Let's see. How would you write a C function for printing arrays of general N-dimensions using only loops? Once that figured out then translating that C code into ASR should be easy then.

However, this approach can lead to a large number of nested calls, which may impact performance !

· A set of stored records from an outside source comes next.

PR #369, opened 2022-02-09
fix(activerecordings): use notifications to update state without query

### LINKED ISSUE #368: Recording start/stop/delete notifications should not trigger full model refresh
See also https://github.com/cryostatio/cryostat-web/issues/344

In the Active Recordings Table component we listen for WebSocket notifications indicating that an active recording has been started, stopped, or deleted. If any of these occur then we trigger a full refresh of the table contents by firing a new HTTP GET request to the backend. Instead, the backend should include all relevant information about the recording that was started/stopped/deleted in the notification message, and the frontend should receive that message and use the recording information within to update the table state directly, without issuing an API request.

andrewazores:
Fixes #368

Much like #366, but for the active recordings table rather than archived.

### DIFF
--- a/src/app/Recordings/ActiveRecordingsTable.tsx
+++ b/src/app/Recordings/ActiveRecordingsTable.tsx
@@ -45,7 +45,7 @@ import { Button, Checkbox, Text, Toolbar, ToolbarContent, ToolbarItem } from '@p
 import {  Tbody, Tr, Td, ExpandableRowContent } from '@patternfly/react-table';
 import * as React from 'react';
 import { useHistory, useRouteMatch } from 'react-router-dom';
-import { merge, forkJoin, Observable } from 'rxjs';
+import { combineLatest, merge, forkJoin, Observable } from 'rxjs';
 import { concatMap, filter, first } from 'rxjs/operators';
 import { RecordingActions } from './RecordingActions';
 import { RecordingsTable } from './RecordingsTable';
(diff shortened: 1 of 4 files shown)


jan-law (commented):
Works well.

src/app/Recordings/ActiveRecordingsTable.tsx
```diff
@@ -127,15 +124,63 @@ export const ActiveRecordingsTable: React.FunctionComponent<ActiveRecordingsTabl
...
+      combineLatest([
+        context.target.target(),
+        context.notificationChannel.messages(NotificationCategory.ActiveRecordingCreated),
+      ])
+      .subscribe(parts => {
+        const currentTarget = parts[0];
+        const event = parts[1];
+        if (currentTarget.connectUrl != event.message.target) {
+          return;
+        }
```
hareetd, line 137: Correct me if I'm wrong, but instead of simply subscribing directly to the `ActiveRecordingCreated` notification category, you've done a `combineLatest` with the current target to ensure that a new recording is only added to the table if the target in the notification matches the current target. Is this to ensure that in the (unlikely?) case that the notification is received _after_ the current target has changed, the active recordings table won't be updated with the wrong value?

hareetd: Ah, good point, I didn't think of other clients.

Well if you are talking about recursive approach to print array then also follow the same approach, write code in C to print arrays of general N dimensions and then translate it into ASR.

[anutosh491]

Okay , not sure how I could get it translated into ASR but a C function which is recursive and also takes care of formatting would be the following

#include <stdio.h>

void print_array(int *arr, int *shape, int ndim) {
    printf("[");
    for (int i = 0; i < shape[0]; i++) {
        if (ndim > 1) {
            print_array(arr + i * shape[1], shape + 1, ndim - 1);
        } else {
            printf("%d", arr[i]);
        }
        if (i < shape[0] - 1) {
            printf(" ");
        }
    }
    printf("]\n");
}

int main() {
    int arr[2][3] = {{1, 2, 3}, {4, 5, 6}};
    int shape[] = {2, 3};
    print_array((int *) arr, shape, 2);
    return 0;
}

This would give us

[[1 2 3]
 [4 5 6]]

This would require the array , ndim and the size along each dimension !

[czgdp1807]

I see. Now there are two ways to deal with this,

1. Include your printing function in C backend and call it from LLVM/C backend.
2. Following this approach in ASR would be very tricky as you are dealing with pointers directly. However the pattern I see here is printing each row in a new line with opening brackets and spaces prefixed and some closing brackets suffixed. Correct? If so, then I guess it can done using nested loops. Consider the following example,

>>> arr = np.array([[[1, 2, 3], [4, 5, 6]], [[7, 8, 9], [10, 11, 12]]])
>>> arr
array([[[ 1,  2,  3],
        [ 4,  5,  6]],

       [[ 7,  8,  9],
        [10, 11, 12]]])

Printing using loops (algorithm not exact code and row major order printing) would like,

do i = 1, 2
    do j = 1, 2
        do k = 1, 3
            if k < 3 then
                print *, arr[i, j, k], ", "
            else
                print *, arr[i, j, k], "]"
            end if
        end do
        print *, "\n"
    end do
    print *, "]\n"
end do
print *, "]\n"

Add an extra closing bracket for each loop (except the innermost). Note that while generating code for printing you know the dimensions of array being printed at compile time. If the dimensions are not known (say the output of reshape is being printed then print it in a single line).